PR #38693, opened 2025-07-01
Security can now see how long someone has been handcuffed for

SpeltIncorrectyl:
## About the PR
If you are wearing secglasses or a sechud, you can examine a cuffed person to see how long they have been cuffed for.
Only works for handcuffs and zipties (stuff sec will use), not makeshift cuffs.

## Why / Balance
When sec arrests someone and gives them brig time they are meant to factor in how long someone has already been detained for.
But no one has ever bothered to check this ever and even if they do factor it in they go off vibes.
Being able to examine someone you have in custody and see exactly how long they have spent in custody will be a great QoL feature for sec!

## Technical details
* HandcuffComponent now has field for ShowCuffedTime, set to true on handcuffs and zipties.
* CuffableComponent now has a nullable field called CuffedTime which is set to the current time when the first pair of of cuffs are applied and set to null when the final pair of cuffs is removed.

> (the Cuffable system has legacy code from when arachnids had 4 arms so it has to deal with tons of edge cases which will never happen, like more than one pair of cuffs. I think Slarti or Emo said that if they give arachnids back their 4 arms then they will refactor it so one pair of cuffs will cuff any number of arms)

* there is ShowCuffedTimeComponent on secglasses and sec huds, if you have it on your entity or you are wearing something with it on your eyes then it lets you see the cuff time
* as long as you have the right hud and atleast one of the cuffs has ShowCuffedTime set to true then you will see the examine text which calculates cuffed time by comparing the CuffedTime field with the current time (has to factor for multiple handcuffs despite this not being possible and never gonna happen :pensive:)

## Media

Screenshot from 2025-07-01 23-24-52
Screenshot from 2025-07-01 22-50-58

## Requirements

## Breaking changes

**Changelog**

:cl:
- add: Security can now see how long someone has been handcuffed for.

### DIFF
--- a/Content.Client/Cuffs/CuffableSystem.cs
+++ b/Content.Client/Cuffs/CuffableSystem.cs
@@ -33,6 +33,7 @@ public sealed class CuffableSystem : SharedCuffableSystem
             return;
 
         component.CanStillInteract = cuffState.CanStillInteract;
+        component.CuffedTime = cuffState.CuffedTime;
         _actionBlocker.UpdateCanMove(uid);
 
         var ev = new CuffedStateChangeEvent();
--- a/Content.Server/Cuffs/CuffableSystem.cs
+++ b/Content.Server/Cuffs/CuffableSystem.cs
@@ -29,7 +29,8 @@ namespace Content.Server.Cuffs
                 component.CanStillInteract,
                 cuffs?.CuffedRSI,
                 $"{cuffs?.BodyIconState}-{component.CuffedHandCount}",
-                cuffs?.Color);
+                cuffs?.Color,
+                component.CuffedTime);
             // the iconstate is formatted as blah-2, blah-4, blah-6, etc.
             // the number corresponds to how many hands are cuffed.
         }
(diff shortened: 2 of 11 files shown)


retequizzle:
i'm gonna be blunt i've given up on actually weighing in on PRs because in a lot of situations it feels like wasted effort, but i got told to voice my point on the PR

so against my better judgment i'm going to just copypaste my points from discord into this, you all can do what you want with it:

- i get why that's a logical thing to add but i still hate how reliant the game's becoming on hud elements to tell people stuff (this is nothing against the PR author, because i can see a use case for this in other scenarios)
- a lot of it just feels like extra fluff because people don't like abstract approximations of a situation and want to see exact numbers, exact details, exact everything
- details like this should be discovered via interacting with other players, not just shiftclicking them and getting an exact summary of everything they've been through int he last 10 minutes (example: like you should be able to lie to sec as a detainee about how long you've been cuffed for)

● ● ● ●

Reproduce the entries exactly, but only from their first line to the line holding "number of arms)", with that last line kept.

Written solution:
PR #38693, opened 2025-07-01
Security can now see how long someone has been handcuffed for

SpeltIncorrectyl:
## About the PR
If you are wearing secglasses or a sechud, you can examine a cuffed person to see how long they have been cuffed for.
Only works for handcuffs and zipties (stuff sec will use), not makeshift cuffs.

## Why / Balance
When sec arrests someone and gives them brig time they are meant to factor in how long someone has already been detained for.
But no one has ever bothered to check this ever and even if they do factor it in they go off vibes.
Being able to examine someone you have in custody and see exactly how long they have spent in custody will be a great QoL feature for sec!

## Technical details
* HandcuffComponent now has field for ShowCuffedTime, set to true on handcuffs and zipties.
* CuffableComponent now has a nullable field called CuffedTime which is set to the current time when the first pair of of cuffs are applied and set to null when the final pair of cuffs is removed.

> (the Cuffable system has legacy code from when arachnids had 4 arms so it has to deal with tons of edge cases which will never happen, like more than one pair of cuffs. I think Slarti or Emo said that if they give arachnids back their 4 arms then they will refactor it so one pair of cuffs will cuff any number of arms)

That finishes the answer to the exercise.